> **Your goal**
Repeat the full listing, word for word.

> **Records shown**

■ ■ ■ ■ ■ ■ ■

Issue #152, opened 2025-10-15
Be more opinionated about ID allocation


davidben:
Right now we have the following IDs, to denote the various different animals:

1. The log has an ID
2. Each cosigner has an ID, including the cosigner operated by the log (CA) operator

■ ■ ■ ■ ■ ■ ■

> **Solution below**
Issue #152, opened 2025-10-15
Be more opinionated about ID allocation


davidben:
Right now we have the following IDs, to denote the various different animals:

1. The log has an ID
2. Each cosigner has an ID, including the cosigner operated by the log (CA) operator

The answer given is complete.